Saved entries
BEGIN
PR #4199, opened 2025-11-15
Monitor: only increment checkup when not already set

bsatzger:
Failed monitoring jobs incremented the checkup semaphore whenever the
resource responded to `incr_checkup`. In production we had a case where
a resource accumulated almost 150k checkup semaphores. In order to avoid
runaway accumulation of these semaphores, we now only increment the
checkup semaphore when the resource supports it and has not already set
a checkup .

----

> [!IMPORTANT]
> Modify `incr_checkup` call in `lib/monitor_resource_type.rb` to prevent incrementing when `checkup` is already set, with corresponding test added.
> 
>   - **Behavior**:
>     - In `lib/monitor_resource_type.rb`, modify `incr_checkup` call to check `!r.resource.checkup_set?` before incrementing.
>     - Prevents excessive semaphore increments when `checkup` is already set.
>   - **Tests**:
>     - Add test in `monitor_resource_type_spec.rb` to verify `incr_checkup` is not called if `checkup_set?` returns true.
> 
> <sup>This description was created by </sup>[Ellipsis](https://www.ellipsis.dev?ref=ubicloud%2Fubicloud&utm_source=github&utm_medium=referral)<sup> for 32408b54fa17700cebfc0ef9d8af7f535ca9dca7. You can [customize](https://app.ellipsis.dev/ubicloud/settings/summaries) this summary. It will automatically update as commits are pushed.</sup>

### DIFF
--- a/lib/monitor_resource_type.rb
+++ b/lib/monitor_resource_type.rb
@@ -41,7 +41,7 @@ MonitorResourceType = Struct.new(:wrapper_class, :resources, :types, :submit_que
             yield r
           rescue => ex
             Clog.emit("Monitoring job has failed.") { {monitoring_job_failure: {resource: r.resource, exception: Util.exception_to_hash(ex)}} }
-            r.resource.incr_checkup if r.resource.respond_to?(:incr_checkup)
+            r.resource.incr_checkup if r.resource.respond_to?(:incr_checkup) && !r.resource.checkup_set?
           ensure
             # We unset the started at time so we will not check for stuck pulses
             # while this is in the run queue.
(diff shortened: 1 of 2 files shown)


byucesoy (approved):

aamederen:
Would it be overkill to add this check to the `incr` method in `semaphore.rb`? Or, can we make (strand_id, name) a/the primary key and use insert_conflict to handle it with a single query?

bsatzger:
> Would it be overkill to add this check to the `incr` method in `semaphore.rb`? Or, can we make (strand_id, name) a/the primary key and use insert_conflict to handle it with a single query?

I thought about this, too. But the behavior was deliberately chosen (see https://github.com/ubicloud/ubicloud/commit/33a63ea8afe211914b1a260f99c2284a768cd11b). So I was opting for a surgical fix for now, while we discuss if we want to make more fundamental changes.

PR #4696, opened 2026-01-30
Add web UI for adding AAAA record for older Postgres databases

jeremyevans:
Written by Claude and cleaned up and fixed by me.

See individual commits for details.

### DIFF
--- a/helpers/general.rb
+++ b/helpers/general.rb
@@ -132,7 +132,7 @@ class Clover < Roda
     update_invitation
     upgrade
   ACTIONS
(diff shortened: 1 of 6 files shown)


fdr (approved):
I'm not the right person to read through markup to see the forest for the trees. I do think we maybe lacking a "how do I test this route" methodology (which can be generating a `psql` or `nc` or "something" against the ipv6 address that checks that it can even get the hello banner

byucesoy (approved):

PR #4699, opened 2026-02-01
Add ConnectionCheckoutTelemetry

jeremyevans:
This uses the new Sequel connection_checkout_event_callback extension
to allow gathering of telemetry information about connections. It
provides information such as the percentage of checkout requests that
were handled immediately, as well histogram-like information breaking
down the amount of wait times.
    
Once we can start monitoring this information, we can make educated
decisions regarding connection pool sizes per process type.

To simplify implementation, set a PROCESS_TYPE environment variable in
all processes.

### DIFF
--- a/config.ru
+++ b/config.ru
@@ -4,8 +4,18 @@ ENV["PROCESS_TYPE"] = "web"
END
**Assigned task:** All lines in the records above that contain "already" are to be reported.

**Written answer:**
Monitor: only increment checkup when not already set
checkup semaphore when the resource supports it and has not already set
> Modify `incr_checkup` call in `lib/monitor_resource_type.rb` to prevent incrementing when `checkup` is already set, with corresponding test added.
>     - Prevents excessive semaphore increments when `checkup` is already set.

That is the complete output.